PR #1366, opened 2022-08-15
feat: add MavenLocal repository

sdelamo:


timyates (approved):
I assume the usage of this is coming later?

**ABOUT THIS EXERCISE:**
Please repeat the material in full, keeping it exact.

**WRITTEN SOLUTION:**
PR #1366, opened 2022-08-15
feat: add MavenLocal repository

sdelamo:


timyates (approved):
I assume the usage of this is coming later?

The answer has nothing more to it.